Entries taken from a collection
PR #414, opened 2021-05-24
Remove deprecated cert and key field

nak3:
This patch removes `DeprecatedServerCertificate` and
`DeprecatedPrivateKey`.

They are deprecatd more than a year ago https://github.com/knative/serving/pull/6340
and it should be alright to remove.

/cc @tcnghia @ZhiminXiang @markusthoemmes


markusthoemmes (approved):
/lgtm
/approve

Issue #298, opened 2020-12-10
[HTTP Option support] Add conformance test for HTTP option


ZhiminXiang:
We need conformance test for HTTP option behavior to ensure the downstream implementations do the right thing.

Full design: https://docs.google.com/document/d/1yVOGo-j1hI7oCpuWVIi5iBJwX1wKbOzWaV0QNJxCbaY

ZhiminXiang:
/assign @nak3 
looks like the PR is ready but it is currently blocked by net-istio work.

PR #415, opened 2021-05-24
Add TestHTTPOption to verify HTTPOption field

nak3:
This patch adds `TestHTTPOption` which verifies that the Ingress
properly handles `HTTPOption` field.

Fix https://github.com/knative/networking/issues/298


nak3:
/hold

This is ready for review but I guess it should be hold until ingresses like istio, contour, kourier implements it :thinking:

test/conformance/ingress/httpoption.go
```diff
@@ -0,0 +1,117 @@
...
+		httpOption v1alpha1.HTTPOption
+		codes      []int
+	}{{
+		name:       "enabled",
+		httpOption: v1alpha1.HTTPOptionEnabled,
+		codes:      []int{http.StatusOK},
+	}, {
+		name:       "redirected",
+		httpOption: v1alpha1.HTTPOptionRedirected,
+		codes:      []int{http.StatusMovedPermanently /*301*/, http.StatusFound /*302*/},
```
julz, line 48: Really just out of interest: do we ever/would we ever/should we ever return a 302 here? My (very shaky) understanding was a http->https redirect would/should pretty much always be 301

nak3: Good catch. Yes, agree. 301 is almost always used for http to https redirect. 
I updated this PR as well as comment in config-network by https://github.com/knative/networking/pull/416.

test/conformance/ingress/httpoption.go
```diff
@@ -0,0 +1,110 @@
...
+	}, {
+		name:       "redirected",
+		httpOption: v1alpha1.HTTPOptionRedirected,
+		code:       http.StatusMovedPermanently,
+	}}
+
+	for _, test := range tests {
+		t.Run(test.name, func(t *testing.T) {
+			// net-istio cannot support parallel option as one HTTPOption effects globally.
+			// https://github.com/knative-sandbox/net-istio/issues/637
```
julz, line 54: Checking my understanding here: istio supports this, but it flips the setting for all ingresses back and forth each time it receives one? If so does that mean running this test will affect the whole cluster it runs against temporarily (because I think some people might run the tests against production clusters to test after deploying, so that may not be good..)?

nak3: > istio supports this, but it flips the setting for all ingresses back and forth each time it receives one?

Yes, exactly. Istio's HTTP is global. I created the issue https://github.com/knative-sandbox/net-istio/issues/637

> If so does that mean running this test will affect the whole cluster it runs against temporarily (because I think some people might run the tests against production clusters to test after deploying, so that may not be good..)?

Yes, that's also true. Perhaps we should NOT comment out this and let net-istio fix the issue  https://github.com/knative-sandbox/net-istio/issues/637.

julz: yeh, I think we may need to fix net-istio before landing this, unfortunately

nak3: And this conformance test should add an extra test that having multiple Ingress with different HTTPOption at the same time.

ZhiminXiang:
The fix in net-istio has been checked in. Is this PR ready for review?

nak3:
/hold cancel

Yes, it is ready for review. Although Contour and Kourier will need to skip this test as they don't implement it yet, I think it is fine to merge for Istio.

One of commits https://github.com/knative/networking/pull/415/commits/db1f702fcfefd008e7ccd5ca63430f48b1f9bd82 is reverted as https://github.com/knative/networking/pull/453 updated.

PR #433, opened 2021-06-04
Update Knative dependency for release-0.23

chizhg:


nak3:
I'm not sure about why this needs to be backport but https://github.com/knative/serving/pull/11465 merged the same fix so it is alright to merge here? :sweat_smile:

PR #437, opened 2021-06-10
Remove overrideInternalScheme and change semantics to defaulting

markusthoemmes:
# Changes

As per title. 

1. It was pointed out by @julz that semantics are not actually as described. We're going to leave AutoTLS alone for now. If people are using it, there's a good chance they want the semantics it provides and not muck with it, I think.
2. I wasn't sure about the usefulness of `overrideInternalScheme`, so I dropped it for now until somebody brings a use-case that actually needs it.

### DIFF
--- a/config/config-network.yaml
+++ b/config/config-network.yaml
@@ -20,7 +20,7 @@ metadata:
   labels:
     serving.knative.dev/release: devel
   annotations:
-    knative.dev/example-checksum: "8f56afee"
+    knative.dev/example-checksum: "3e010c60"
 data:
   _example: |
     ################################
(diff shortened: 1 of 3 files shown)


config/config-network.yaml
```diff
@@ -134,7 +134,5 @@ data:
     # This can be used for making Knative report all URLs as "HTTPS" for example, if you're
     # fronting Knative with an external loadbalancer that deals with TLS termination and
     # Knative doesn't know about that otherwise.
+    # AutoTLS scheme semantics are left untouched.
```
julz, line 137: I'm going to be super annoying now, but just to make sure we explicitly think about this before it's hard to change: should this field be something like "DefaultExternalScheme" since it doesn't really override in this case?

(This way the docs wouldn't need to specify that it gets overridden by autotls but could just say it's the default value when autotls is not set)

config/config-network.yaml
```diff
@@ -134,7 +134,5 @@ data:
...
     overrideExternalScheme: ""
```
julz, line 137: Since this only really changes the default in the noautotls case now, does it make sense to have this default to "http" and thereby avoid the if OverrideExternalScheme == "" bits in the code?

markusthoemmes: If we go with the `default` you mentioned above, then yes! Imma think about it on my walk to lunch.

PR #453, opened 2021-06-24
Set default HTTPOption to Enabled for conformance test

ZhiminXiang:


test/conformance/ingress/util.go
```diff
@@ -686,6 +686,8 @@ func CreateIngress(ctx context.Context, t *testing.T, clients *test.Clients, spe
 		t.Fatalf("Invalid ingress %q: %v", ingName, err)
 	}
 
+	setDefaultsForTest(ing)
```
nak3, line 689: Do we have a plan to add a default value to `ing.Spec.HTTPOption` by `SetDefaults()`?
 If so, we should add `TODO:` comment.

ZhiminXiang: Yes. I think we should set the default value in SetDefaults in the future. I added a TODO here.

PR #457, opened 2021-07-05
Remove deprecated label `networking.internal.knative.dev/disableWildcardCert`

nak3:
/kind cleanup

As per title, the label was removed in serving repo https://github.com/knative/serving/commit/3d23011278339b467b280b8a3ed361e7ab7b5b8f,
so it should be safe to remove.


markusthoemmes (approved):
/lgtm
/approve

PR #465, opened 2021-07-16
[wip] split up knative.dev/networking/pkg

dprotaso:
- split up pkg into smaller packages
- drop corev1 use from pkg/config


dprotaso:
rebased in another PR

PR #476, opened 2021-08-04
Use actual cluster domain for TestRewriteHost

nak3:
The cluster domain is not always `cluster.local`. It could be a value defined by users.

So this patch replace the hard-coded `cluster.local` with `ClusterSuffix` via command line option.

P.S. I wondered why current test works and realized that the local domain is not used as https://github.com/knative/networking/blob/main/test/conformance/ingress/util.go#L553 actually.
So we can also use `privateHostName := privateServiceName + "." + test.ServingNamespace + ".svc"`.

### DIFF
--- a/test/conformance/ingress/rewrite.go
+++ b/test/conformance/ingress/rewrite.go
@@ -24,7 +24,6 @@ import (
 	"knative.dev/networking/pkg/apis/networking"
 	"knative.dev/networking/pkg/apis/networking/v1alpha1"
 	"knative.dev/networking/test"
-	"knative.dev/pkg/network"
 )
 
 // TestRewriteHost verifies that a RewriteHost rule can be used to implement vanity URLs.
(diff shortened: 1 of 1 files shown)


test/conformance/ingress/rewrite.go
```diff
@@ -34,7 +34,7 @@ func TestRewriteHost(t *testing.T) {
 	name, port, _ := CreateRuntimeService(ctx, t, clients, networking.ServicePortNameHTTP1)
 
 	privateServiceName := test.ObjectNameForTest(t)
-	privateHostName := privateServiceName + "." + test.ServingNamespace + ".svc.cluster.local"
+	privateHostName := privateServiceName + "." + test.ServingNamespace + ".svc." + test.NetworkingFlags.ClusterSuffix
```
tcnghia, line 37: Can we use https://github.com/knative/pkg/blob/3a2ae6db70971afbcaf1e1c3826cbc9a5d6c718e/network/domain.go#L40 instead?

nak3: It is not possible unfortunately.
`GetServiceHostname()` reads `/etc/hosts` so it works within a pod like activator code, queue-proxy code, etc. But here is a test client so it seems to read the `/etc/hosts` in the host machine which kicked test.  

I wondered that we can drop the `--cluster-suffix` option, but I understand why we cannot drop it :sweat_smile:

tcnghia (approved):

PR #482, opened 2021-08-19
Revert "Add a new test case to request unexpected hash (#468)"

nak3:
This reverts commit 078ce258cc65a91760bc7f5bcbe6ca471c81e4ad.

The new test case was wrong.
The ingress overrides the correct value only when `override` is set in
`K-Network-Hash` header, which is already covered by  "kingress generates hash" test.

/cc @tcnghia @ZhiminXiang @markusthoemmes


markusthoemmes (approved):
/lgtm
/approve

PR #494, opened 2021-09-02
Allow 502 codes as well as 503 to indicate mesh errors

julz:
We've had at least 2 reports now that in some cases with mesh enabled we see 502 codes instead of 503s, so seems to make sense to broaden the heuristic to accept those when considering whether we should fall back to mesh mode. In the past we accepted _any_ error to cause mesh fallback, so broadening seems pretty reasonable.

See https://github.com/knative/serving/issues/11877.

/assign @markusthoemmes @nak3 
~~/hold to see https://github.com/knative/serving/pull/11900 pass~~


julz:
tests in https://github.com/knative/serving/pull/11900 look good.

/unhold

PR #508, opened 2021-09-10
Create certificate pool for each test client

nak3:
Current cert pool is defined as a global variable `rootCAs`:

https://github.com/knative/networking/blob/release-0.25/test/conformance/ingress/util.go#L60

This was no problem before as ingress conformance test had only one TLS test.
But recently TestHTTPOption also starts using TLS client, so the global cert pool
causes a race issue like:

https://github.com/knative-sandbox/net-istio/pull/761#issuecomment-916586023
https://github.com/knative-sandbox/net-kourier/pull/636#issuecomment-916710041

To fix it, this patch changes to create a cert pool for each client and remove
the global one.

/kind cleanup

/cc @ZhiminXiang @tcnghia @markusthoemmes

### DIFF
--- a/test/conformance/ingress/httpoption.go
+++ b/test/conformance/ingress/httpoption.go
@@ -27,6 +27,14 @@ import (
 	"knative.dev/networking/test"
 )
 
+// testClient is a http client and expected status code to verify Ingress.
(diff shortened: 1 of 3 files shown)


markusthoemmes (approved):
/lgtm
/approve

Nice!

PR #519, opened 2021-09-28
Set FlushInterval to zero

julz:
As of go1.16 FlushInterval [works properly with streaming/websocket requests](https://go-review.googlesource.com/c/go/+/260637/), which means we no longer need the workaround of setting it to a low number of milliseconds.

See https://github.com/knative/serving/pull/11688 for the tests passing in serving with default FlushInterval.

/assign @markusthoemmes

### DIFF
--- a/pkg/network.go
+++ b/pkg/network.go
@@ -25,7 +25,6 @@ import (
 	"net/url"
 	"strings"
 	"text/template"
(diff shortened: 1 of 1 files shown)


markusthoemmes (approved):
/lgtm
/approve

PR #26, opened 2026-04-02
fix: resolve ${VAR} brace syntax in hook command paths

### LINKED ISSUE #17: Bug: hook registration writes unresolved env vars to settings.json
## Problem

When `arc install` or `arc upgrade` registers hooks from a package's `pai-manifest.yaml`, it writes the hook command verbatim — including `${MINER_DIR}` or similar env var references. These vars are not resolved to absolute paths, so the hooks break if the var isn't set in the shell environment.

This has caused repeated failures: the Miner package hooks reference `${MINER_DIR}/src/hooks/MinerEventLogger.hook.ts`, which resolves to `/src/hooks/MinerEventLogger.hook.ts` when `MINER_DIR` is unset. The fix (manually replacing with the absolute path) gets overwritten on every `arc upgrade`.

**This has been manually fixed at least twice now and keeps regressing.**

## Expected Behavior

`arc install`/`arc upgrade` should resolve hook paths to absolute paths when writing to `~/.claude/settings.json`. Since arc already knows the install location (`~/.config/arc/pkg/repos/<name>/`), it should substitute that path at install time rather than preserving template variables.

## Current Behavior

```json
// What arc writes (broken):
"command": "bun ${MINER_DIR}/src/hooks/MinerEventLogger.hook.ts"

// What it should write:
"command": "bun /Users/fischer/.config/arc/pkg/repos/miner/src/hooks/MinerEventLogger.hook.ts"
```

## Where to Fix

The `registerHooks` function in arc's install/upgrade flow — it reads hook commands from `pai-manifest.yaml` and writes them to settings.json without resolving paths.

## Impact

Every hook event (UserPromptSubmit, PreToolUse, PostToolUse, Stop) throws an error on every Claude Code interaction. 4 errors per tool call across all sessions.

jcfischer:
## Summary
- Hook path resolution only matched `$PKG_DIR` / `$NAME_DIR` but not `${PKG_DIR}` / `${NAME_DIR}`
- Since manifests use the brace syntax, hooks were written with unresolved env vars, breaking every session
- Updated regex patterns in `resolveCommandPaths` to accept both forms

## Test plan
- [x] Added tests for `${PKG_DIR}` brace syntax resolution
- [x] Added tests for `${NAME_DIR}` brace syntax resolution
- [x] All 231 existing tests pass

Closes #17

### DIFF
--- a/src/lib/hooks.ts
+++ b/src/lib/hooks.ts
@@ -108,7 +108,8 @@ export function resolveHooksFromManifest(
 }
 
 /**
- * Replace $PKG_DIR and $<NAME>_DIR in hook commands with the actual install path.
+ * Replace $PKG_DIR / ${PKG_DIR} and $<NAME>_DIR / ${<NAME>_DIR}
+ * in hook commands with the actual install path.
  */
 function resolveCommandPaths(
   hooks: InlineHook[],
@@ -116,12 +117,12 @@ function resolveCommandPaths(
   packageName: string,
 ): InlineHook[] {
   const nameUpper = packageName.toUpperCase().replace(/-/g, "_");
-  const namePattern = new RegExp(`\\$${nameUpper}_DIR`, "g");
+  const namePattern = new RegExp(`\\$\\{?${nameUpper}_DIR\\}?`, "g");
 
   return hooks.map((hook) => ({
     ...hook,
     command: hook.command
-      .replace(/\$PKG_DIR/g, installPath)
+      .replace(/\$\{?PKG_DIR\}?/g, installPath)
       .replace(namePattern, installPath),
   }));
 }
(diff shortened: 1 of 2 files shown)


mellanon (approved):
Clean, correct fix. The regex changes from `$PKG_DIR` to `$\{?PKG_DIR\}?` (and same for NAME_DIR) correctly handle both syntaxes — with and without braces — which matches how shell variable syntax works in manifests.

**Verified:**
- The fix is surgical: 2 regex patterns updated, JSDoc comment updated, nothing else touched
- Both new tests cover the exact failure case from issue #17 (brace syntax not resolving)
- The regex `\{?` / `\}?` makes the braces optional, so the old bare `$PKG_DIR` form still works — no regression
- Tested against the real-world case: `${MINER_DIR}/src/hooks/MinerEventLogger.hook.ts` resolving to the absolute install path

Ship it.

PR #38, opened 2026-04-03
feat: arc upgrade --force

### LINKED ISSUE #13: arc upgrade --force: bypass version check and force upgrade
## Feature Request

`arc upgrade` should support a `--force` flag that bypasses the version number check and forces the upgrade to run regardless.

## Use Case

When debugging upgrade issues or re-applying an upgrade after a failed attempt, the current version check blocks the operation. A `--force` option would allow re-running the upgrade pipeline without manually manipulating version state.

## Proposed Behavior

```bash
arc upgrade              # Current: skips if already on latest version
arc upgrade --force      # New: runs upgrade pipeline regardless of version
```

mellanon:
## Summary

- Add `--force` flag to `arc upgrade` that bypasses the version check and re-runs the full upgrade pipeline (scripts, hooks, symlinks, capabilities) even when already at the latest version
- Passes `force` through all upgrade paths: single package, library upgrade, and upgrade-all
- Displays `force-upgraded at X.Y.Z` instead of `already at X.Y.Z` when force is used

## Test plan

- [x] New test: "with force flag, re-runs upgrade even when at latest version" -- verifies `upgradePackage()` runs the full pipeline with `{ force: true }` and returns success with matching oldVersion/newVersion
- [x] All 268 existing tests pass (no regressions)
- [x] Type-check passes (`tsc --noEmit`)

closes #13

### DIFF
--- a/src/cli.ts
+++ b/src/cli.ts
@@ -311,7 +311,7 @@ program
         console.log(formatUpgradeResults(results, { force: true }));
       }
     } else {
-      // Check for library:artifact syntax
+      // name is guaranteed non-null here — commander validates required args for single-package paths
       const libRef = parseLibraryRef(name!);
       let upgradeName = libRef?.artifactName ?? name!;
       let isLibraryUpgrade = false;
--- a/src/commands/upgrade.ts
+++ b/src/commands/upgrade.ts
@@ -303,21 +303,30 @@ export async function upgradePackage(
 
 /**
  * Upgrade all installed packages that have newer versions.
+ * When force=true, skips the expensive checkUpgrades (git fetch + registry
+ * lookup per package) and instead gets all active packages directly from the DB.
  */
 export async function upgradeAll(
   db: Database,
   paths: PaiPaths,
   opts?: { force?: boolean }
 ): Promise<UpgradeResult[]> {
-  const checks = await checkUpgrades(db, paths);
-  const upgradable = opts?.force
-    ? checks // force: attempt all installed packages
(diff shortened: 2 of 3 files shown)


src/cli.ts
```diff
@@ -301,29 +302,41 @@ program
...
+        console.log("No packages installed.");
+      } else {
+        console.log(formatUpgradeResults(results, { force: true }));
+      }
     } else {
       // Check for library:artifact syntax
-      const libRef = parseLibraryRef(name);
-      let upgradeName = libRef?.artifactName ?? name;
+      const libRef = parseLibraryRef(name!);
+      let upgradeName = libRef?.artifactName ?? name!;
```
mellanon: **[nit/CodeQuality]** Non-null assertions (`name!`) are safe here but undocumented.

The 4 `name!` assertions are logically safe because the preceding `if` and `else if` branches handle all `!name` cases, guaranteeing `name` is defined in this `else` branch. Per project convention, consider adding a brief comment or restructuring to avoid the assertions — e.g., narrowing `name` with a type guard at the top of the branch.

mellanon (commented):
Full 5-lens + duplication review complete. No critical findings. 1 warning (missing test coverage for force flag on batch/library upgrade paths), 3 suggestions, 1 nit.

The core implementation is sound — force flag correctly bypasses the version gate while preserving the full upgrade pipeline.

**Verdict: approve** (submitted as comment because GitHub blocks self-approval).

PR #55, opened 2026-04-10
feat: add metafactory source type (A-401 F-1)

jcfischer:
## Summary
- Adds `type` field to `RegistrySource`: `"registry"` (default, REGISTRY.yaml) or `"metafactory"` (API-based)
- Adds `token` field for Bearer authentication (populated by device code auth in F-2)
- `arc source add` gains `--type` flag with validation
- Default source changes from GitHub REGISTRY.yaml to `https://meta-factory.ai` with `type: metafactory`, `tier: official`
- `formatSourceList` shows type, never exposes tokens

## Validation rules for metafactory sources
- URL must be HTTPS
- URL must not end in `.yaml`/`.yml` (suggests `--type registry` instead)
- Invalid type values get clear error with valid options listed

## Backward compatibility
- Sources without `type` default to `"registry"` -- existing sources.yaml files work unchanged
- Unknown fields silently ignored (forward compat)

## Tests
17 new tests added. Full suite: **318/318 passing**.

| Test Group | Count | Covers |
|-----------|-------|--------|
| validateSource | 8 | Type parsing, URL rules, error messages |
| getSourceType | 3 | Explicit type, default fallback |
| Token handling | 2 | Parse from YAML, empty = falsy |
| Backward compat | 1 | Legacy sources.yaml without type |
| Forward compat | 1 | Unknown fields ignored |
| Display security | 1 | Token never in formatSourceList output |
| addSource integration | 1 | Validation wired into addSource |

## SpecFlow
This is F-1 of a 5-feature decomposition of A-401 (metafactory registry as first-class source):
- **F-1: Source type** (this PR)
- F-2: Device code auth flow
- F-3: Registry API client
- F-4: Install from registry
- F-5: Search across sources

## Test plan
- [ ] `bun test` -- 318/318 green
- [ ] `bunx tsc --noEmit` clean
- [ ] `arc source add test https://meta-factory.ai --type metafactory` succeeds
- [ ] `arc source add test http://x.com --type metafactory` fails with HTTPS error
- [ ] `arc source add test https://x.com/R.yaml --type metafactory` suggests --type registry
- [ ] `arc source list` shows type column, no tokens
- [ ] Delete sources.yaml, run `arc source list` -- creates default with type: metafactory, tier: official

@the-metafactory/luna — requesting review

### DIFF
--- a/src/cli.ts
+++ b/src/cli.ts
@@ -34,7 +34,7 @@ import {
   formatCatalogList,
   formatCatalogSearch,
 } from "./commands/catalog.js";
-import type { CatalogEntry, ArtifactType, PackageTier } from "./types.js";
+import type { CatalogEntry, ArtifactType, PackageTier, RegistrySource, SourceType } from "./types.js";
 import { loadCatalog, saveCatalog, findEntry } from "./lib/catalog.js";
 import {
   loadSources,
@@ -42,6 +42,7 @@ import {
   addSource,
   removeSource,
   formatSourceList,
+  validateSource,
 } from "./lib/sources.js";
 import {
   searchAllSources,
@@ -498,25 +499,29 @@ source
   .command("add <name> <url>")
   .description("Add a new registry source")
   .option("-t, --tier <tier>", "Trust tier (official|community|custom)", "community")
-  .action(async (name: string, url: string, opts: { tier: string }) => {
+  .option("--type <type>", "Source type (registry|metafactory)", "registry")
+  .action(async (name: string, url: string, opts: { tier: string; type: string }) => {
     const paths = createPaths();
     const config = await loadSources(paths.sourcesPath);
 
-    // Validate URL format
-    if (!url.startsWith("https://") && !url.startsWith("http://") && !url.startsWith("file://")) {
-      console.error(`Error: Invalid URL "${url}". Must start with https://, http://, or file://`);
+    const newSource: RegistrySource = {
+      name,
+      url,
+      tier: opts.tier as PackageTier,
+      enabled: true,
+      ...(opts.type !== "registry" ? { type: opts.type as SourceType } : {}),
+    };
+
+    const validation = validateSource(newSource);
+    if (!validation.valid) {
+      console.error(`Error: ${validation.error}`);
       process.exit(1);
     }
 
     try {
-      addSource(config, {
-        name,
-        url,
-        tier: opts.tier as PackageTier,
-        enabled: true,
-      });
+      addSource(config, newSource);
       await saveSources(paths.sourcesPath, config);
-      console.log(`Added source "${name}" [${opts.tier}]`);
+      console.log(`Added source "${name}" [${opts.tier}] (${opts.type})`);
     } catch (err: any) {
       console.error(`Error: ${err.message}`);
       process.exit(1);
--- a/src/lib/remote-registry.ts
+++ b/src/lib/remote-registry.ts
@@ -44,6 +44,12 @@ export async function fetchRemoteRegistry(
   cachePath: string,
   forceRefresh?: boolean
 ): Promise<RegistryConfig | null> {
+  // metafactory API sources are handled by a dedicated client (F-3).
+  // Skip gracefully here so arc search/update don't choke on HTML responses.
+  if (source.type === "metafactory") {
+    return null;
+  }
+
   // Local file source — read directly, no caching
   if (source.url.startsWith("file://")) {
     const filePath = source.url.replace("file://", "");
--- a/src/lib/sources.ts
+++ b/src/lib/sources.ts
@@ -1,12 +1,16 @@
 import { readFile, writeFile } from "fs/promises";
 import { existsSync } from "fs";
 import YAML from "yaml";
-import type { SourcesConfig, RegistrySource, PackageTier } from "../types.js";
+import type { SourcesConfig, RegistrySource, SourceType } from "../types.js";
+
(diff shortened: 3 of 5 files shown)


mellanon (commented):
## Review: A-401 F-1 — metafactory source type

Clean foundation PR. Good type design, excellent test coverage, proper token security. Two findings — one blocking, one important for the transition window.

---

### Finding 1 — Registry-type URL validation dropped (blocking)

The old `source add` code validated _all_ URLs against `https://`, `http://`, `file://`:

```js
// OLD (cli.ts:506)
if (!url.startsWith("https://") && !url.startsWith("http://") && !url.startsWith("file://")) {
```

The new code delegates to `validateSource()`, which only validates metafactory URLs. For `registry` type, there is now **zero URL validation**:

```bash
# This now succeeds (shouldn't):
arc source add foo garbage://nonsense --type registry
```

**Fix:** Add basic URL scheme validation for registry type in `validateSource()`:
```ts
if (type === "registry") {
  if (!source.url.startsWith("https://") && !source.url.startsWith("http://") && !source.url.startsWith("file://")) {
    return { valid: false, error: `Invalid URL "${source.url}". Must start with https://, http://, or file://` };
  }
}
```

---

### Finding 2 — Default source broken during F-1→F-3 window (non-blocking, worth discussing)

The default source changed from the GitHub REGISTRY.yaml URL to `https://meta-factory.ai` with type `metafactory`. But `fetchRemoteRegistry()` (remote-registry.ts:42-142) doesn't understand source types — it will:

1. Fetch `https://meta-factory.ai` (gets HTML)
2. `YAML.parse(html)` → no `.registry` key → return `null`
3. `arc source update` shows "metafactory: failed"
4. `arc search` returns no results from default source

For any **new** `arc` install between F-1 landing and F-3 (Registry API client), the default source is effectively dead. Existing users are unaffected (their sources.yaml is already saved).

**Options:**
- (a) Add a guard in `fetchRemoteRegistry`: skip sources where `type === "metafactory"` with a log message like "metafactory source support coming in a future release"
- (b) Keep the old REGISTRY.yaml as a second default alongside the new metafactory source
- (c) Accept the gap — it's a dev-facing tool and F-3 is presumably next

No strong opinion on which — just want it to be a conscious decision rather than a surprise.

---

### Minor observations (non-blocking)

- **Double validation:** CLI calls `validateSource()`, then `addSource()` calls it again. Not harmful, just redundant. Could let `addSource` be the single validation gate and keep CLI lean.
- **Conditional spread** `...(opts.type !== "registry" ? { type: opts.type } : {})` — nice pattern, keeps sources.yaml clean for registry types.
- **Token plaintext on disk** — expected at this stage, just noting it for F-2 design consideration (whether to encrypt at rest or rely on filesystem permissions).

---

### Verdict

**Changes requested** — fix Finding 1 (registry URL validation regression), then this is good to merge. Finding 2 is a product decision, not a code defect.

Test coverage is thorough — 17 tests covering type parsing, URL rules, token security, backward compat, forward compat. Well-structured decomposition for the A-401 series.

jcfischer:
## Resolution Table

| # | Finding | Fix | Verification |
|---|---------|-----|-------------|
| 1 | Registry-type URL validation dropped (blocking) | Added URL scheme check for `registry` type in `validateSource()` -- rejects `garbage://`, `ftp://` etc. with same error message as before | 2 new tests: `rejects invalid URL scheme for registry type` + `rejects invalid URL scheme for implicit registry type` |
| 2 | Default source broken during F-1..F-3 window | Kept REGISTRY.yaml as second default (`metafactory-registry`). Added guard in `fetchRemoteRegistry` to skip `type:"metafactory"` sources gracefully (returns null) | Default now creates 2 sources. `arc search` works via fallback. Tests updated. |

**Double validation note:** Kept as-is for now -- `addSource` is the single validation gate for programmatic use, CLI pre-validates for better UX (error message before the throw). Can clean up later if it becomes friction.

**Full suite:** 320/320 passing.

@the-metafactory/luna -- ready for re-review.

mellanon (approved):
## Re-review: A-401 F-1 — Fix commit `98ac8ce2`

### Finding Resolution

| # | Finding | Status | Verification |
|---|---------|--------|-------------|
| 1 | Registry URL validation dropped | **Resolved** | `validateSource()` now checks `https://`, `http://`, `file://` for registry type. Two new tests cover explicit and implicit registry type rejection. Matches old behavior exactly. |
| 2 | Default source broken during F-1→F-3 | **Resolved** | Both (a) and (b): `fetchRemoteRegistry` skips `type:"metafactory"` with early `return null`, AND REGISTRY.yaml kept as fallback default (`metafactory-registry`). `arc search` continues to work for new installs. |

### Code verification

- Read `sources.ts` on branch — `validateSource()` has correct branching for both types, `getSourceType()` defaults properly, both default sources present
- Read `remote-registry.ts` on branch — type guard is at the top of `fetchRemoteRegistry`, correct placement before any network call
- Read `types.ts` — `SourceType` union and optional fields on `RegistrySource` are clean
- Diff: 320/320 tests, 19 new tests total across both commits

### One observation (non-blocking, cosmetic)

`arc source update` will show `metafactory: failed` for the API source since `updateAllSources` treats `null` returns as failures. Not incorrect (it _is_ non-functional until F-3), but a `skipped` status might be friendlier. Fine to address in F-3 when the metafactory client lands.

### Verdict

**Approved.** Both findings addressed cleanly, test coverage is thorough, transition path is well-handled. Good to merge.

# Assignment
The reply should be nothing but the number of lines in the entries that include "ServingNamespace".

# Output for this exercise
3